Цветкун прилег к пулемету, проверил. Он был исправен. Обзор хороший, патронов достаточно. Но где вторая, запасная позиция, куда можно перенести пулемет, ежели его тут засекут вражеские минометчики? Цветкун чуть приподнялся и в тот же момент почувствовал, будто кто‑то грубо дернул его за плечо, толкнул горячим в в грудь. Его прижало к холодной земле, под щекой стал таять снежок.
— Ранило? — тревожно спросил, проводивший его сюда краснофлотец. — Э, тебя тут оставлять нельзя. Давай назад в блиндаж…
Он приподнял его внезапно обмякшее тело. Когда Цветкун пришел в себя, он увидел склоненное лицо старшины Александра Ермаченко. Тот уже успел снять с него шинель и намокшую от крови форменку. Вся в крови была и нижняя рубашка. Цветкун надел ее сегодня утром, переодеваясь перед смертным боем, по обычаю, во все чистое. Он еще пожалел тогда, что ему досталась не полосатая флотская тельняшка, а общевойсковая, обычная белая рубашка.
Цветкун рывком сорвал рубашку через голову, прижал к ранам. Одна, рваная, была на шее возле плеча, другая на груди. Из обеих обильно текла кровь. Боли, как ни странно, он почти не чувствовал. Рубашка быстро намокала, тяжелела, из белой превращалась в алую. Он перевернул ее еще раз, промокая ею кровь, как когда‑то в детстве промокал чернила.

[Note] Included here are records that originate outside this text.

PR #28532, opened 2024-09-03
Revert "Cache the results for the civet_results tests"

loganharbour:
Reverts idaholab/moose#23296

We can revert now to getting actual results because CIVET doesn't timeout.


loganharbour:
Failures are unrelated. This only touches python tests.

dschwen (approved):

Вот так — еще раз, до последней капли…
— Постой, что ты делаешь? — крикнул Ермаченко. — Я тебя сейчас перевяжу…
— Брось, — внезапно твердым и звонким голосом сказал Цветкун. — Ни к чему. Вот, возьми, — он протянул ему алую от крови рубашку. — Привяжи к жерди за рукава. И подними. Сигналь. Увидят…

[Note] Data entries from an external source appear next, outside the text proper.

PR #28576, opened 2024-09-08
Suppress PETSc configure warnings

### LINKED ISSUE #28575: PETSc configure warning
### Motivation

If users follow the [HPC clusters](https://mooseframework.inl.gov/getting_started/installation/hpc_install_moose.html) installation instructions, they will be presented with the following (in my opinion) concerning messages while configuring PETSc. In fact, I have received several questions regarding these warning messages.

```
=============================================================================================
                         Configuring PETSc to compile on your system
=============================================================================================
=============================================================================================
                                     ***** WARNING *****
  Found environment variable: CC=mpicc. Ignoring it! Use "./configure CC=$CC" if you really
  want to use this value
=============================================================================================
=============================================================================================
                                     ***** WARNING *****
  Found environment variable: CXX=mpicxx. Ignoring it! Use "./configure CXX=$CXX" if you
  really want to use this value
=============================================================================================
=============================================================================================
                                     ***** WARNING *****
  Found environment variable: FC=mpif90. Ignoring it! Use "./configure FC=$FC" if you
  really want to use this value
=============================================================================================
=============================================================================================
                                     ***** WARNING *****
  Found environment variable: F77=mpif77. Ignoring it! Use "./configure F77=$F77" if you
  really want to use this value
=============================================================================================
=============================================================================================
                                     ***** WARNING *****
  Found environment variable: F90=mpif90. Ignoring it! Use "./configure F90=$F90" if you
  really want to use this value
=============================================================================================
=============================================================================================
                                     ***** WARNING *****
  Using default C optimization flags "-g -O". You might consider manually setting optimal
  optimization flags for your system with COPTFLAGS="optimization flags" see
  config/examples/arch-*-opt.py for examples
=============================================================================================
=============================================================================================
                                     ***** WARNING *****
  Using default Cxx optimization flags "-g -O". You might consider manually setting optimal
  optimization flags for your system with CXXOPTFLAGS="optimization flags" see
  config/examples/arch-*-opt.py for examples
=============================================================================================
=============================================================================================
                                     ***** WARNING *****
  Using default FC optimization flags "-g -O". You might consider manually setting optimal
  optimization flags for your system with FOPTFLAGS="optimization flags" see
  config/examples/arch-*-opt.py for examples
=============================================================================================
```

### Design

The first few are related to environment variables for compilers. If we always instruct users to set
```
export CC=mpicc CXX=mpicxx FC=mpif90 F90=mpif90 F77=mpif77
```
those warnings can be "fixed" by passing these values via the PETSc configure script.

The last three are related to compiler flags. Again, since we are using the default, it doesn't hurt to explicitly specifying the flags via the configure script.

### Impact

Suppress the warnings so users are less concerned.

hugary1995:
- Pass compilers via PETSc's configure script
- Pass compiler flags via PETSc's configure script

This suppresses some potentially concerning warning messages (see issue).

close #28575

### DIFF
--- a/modules/doc/content/getting_started/installation/hpc_install_moose.md
+++ b/modules/doc/content/getting_started/installation/hpc_install_moose.md
@@ -27,20 +27,17 @@ This *usually* involves `module load` commands. Please note again, that Intel co
 supported.
 !style-end!
 
-Sometimes after loading a proper MPI environment, it is still necessary to set some variables.
-Check to see if the following variables are set:
-
+After loading a proper MPI environment, check to see if the following variables are set:
 ```bash
 echo $CC $CXX $FC $F90 $F77
 ```
 
-If nothing returns, or what does return does *not* include MPI naming conventions (`$CC` is `gcc`
-and not `mpicc` like we need), you need to set them manually each and every time you load said
-environment:
-
+If nothing returns, the following default values are used:
 ```bash
-export CC=mpicc CXX=mpicxx FC=mpif90 F90=mpif90 F77=mpif77
+CC=mpicc CXX=mpicxx FC=mpif90 F90=mpif90 F77=mpif77
 ```
+If the returned variable values do *not* include MPI naming conventions (`$CC` is `gcc`
+and not `mpicc` like we need), you need to set the values manually.
 
 !include installation/start_up_profile.md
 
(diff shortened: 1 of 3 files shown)


hugary1995:
Sigh, I guess there's not way to reasonably suppress these warnings because we need to rely on PETSc to detect MPI-wrapped compilers on HPCs. I guess I'll live with these warnings for now.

Ермаченко отчаянно замотал головой.
— Старшина, не дури, — еще тверже вымолвил краснофлотец. — Не дури, нет времени. Ни у меня, ни у тебя. Ну, давай, кореш!

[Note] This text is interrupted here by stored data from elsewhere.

PR #28594, opened 2024-09-10
Swap coeff by function in VariableTimeIntegrationAux

nmnobre:
## Reason
A function is significantly more flexible than a constant coefficient, allowing us to, for instance, a) integrate over an arbitrary time period smaller than the entire simulation time and to b) weight that integral freely.

There wasn't technically any test for the functionality I'm improving here, so I've added one.


nmnobre:
I no longer think this a good idea.

PR #28601, opened 2024-09-11
Don't do this once

loganharbour:
refs #27097


joshuahansel (approved):

loganharbour:
The applications that this effects have been properly tested against this change:

- relap-7: https://civet.inl.gov/event/196752/
- sockeye: https://civet.inl.gov/event/196753/

cticenhour (approved):

PR #28618, opened 2024-09-13
Update language server in moose-dev

### LINKED ISSUE #28617: Update code language server to v1.2.0
### Motivation

The language server plugin was updated in https://github.com/idaholab/moose-language-support/releases/tag/v1.2.0 to honor the `MOOSE_LANGUAGE_SERVER` environment variable for the executable to use for language support.

### Design

Update the language server plugin in `moose-dev.def`.

### Impact

Will simplify the process for users using the language server plugin within code server instances for applications, where they don't need to choose an executable at all.

loganharbour:
Closes https://github.com/idaholab/moose/issues/28617

### DIFF
--- a/apptainer/moose-dev.def
+++ b/apptainer/moose-dev.def
@@ -85,7 +85,7 @@ From: {{ APPTAINER_FROM }}
     # by the "setup-code-server-extensions" script (in PATH)
     mkdir /opt/code-server/extensions
     # Download extensions for code-server, currently just moose language support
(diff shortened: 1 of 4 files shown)


loganharbour:
@dschwen this is all it takes to update the language server.

@milljm This is a moose-dev update, but it's not a priority. I'm using this PR to test Daniel's new plugin. We can get this in after your big changes.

Старшина издал какой‑то странный звук, схватил алое от крови полотно и выскочил из блиндажа.
Цветкун услышал, еще успел услышать, как с гулом понеслись над блиндажом тяжелые снаряды и ахнули вдали басы морских орудий, как смолкли вражеские минометы, и ветер донес раскатистое «ура» поднявшейся в атаку морской пехоты.
Донесение в штаб флота о подвиге краснофлотца Цветкуна Михаила Степановича помечено 19 января 1944 года.
КОМСОМОЛЬСКИЕ БУДНИ
Собрание было коротким. Все было совершенно ясно.
На черноморском сторожевом катере «044», которым командовал старший лейтенант Попов, кончилось горючее. Моторы почихали и остановились. А вдали виднелся крымский берег, занятый гитлеровцами.
Катер долгое время находился в море. Его команде поручили выяснить возможность высадки разведчиков на некоторых участках побережья. Но везде моряки натыкались на противника.
Катер обстреливали. Команда не оставалась в долгу. Перестрелки и свежая погода задержали возвращение. Вот и остались без горючего.
Особой тревоги это не вызвало.
Достаточно дать радиограмму, и на помощь подойдет другой катер, поделится горючим, возьмет, на худой конец, на буксир.
Но беда никогда не ходит одна. В движок динамомашины, которая питала [/ацию, попала вода. Движок захлебывался и глохнул. Приводя его в порядок, старшина мотористов Таурин надышался отработанного газа, покачнулся и упал.
Товарищи не сразу поняли, что с ним такое. Его окликали, тормошили, брызгали на лицо водой. Лишь когда у других тоже стала кружиться голова, краснофлотцы догадались, в чем дело, и поспешили вынести Таурина на палубу.
Товарищи делали ему искусственное дыхание, поливали голову и грудь ледяной забортной водой, жесткими, как приклады, ладонями растирали уши.
В отсек, откуда вынесли Таурина, спустился командир отделения мотористов Кудреватых и осторожно потянул носом. Да, воздух отравлен. Устроили вентиляцию-— стали дружно нагнетать свежий воздух бушлатами, полотенцами. Кудреватых склонился над мотором.